NerVast: Compression-Efficient Scaling of Implicit Neural Video Representations via Scene-based Parameter-sharing
Abstract
Implicit neural representation (INR) has emerged as a new data representation for compressing videos and now shows on-par performance with the conventional codec. The next quest in the field is to make INR scalable for its practical use. Existing works realize this by utilizing small INR models to scale for long and high-resolution video, which achieves better encoding and decoding speeds. However, they fail to fully exploit the temporal nature of video data when encoding it into multiple separate INRs across time, which leads to sub-optimal compression efficiency.
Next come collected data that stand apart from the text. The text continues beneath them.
PR #1239, opened 2019-08-23
Broaden the IS password character limits, allow Unicode

### LINKED ISSUE #1223: "Special" password character set is non-extensive and opaque for the user
#### Summary

"Special" password character set is non-extensive and, worst of all, opaque for the user.

https://github.com/TheThingsNetwork/lorawan-stack/blob/7b6050dba6ca1bb546f90570c23402cb059ca0ba/pkg/identityserver/user_registry.go#L84

#### Steps to Reproduce

1. Go to any v3 deployment
2. Attempt to create an account with password 
```
mtMp`2mhbtytvsN?)`Zf(W/]
```

#### What do you see now?

`Should contain at least one special character` error and a major confusion

Successful creation of account or at least error message stating which characters stack expects to be present in the password as "special".

#### Environment

Any

Either the "special" password character set should be extended, or the "special" character set should be defined clearly, such that users know, which characters we consider "special".

yes

rvolosatovs:
#### Summary

Closes #1223 

#### Changes

- Broaden IS password character limits
- Support Unicode

#### Notes for Reviewers

It's a very small change, but I assigned both @johanstokking and @htdvisser to take look, since it's quite important that we agree on this.
Using unicode characters should not be a problem - it's 2019 already. This also gives a lot of freedom to our users, which I'm sure (at least) some will be happy about.

### DIFF
--- a/pkg/identityserver/user_registry.go
+++ b/pkg/identityserver/user_registry.go
@@ -20,6 +20,7 @@ import (
 	"runtime/trace"
 	"strings"
 	"time"
+	"unicode"
 
 	"github.com/gogo/protobuf/types"
 	"github.com/jinzhu/gorm"
@@ -77,11 +78,11 @@ func (is *IdentityServer) validatePasswordStrength(ctx context.Context, password
 	var uppercase, digits, special int
 	for _, r := range password {
 		switch {
-		case r >= 'A' && r <= 'Z':
+		case unicode.IsUpper(r):
 			uppercase++
-		case r >= '0' && r <= '9':
+		case unicode.IsDigit(r):
 			digits++
-		case r == '!' || r == '%' || r == '@' || r == '#' || r == '$' || r == '&' || r == '*':
+		case !unicode.IsLetter(r) && !unicode.IsNumber(r):
 			special++
 		}
 	}
--- a/pkg/identityserver/user_registry_test.go
+++ b/pkg/identityserver/user_registry_test.go
@@ -30,33 +30,41 @@ import (
 )
 
 func TestValidatePasswordStrength(t *testing.T) {
-	a := assertions.New(t)
+	for p, ok := range map[string]bool{
+		"āA0$": false, // Too short
+		strings.Repeat("āaaAAA➉23!@#aaaAAA12aaaAAA123!@#aaaAAA12aaaAAA123!@#aaaAAA12aaaAAA123!@#aaaAAA12aaaAAA123!@#aaaAAA12aaa", 10): false, // Too long.
+		"āaabbb➉23":    false, // No uppercase and special characters.
+		"āaabbb➉AA":    false, // No digits and special characters.
+		"āaabbb➉@#":    false, // No digits and uppercase characters.
+		"āaa123➉@#":    false, // No uppercase characters.
+		"āaaAAA➉@#":    false, // No digits.
+		"āaaAAA➉23":    false, // No special characters.
+		"āaaAAA123!@#": true,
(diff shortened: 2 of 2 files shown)


pkg/identityserver/user_registry.go
```diff
@@ -77,11 +78,11 @@ func (is *IdentityServer) validatePasswordStrength(ctx context.Context, password
...
 	for _, r := range password {
 		switch {
-		case r >= 'A' && r <= 'Z':
+		case unicode.IsUpper(r):
 			uppercase++
-		case r >= '0' && r <= '9':
+		case unicode.IsDigit(r):
 			digits++
-		case r == '!' || r == '%' || r == '@' || r == '#' || r == '$' || r == '&' || r == '*':
+		case !unicode.IsLetter(r) && !unicode.IsNumber(r):
```
rvolosatovs: This includes category `Z`, separators(e.g. ` `). IMO it makes sense to count space etc. as special, by looking at https://github.com/TheThingsNetwork/lorawan-stack/issues/1223#issuecomment-524226731 seems that @htdvisser as well.

rvolosatovs: Another possiblity is to be more strict and count `S`, `P`, `M`, `Z` here, for example, but IMO the current solution is best.

pkg/identityserver/user_registry.go
```diff
@@ -77,11 +78,11 @@ func (is *IdentityServer) validatePasswordStrength(ctx context.Context, password
 	var uppercase, digits, special int
 	for _, r := range password {
 		switch {
-		case r >= 'A' && r <= 'Z':
+		case unicode.IsUpper(r):
```
htdvisser: This is quite a significant change to our current definition of uppercase letters. Now it would also include letters like `Д` and `𝒬`, which IMO should be considered "special" in passwords.

pkg/identityserver/user_registry.go
```diff
@@ -77,11 +78,11 @@ func (is *IdentityServer) validatePasswordStrength(ctx context.Context, password
...
 			uppercase++
-		case r >= '0' && r <= '9':
+		case unicode.IsDigit(r):
```
htdvisser: Same here, I'm not sure if we should consider `٦` a "digit" or a "special"

pkg/identityserver/user_registry.go
htdvisser: We can also just catch all "other" `IsPrint` here.

johanstokking:
Yeah I approved this because it's ultimately the responsibility of the user to come up with a strong password. Administrators set these rules to enforce making passwords hard to guess, and imo if people use their local language chars the same rules apply and things do not become easier to guess.

For simplicity, I would agree with @htdvisser proposal except for explicitly disallowing non-printables; https://github.com/TheThingsNetwork/lorawan-stack/issues/1223#issuecomment-524315248. But it's essentially the same as this, except that we broaden applying our rules to non-latin chars.

pkg/identityserver/user_registry.go
rvolosatovs: Why so? Why would we not allow passwords in local languages?
I don't think we should force people to use latin alphabet in passwords, hence I think `Д`, `Ы`, `Ё` etc. are all perfectly valid uppercase characters.

pkg/identityserver/user_registry.go
rvolosatovs: If it's "digit enough" for Unicode, it should be "digit enough" for us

In this work, we propose NerVast, a new encoding scheme for video INR, that improves compression efficiency while still enjoying the low computation and transfer costs of small INR models. When a video is represented in separate INR segments, NerVast effectively reduces the total volume required for representation by sharing the parameters between models during encoding. Without expensive training, NerVast selects the most significant parameters to share. Then it jointly trains both shared and non-shared parameters in a way that minimizes the quality drop imposed by sharing. While maintaining real-time decoding speed (> 30 fps), NerVast provides better compression (39.9 % reduction in parameters on average) compared to the compute-efficient INR models. In other words, NerVast is better in encoding quality (1.57 dB higher in PSNR) with the same bitrate.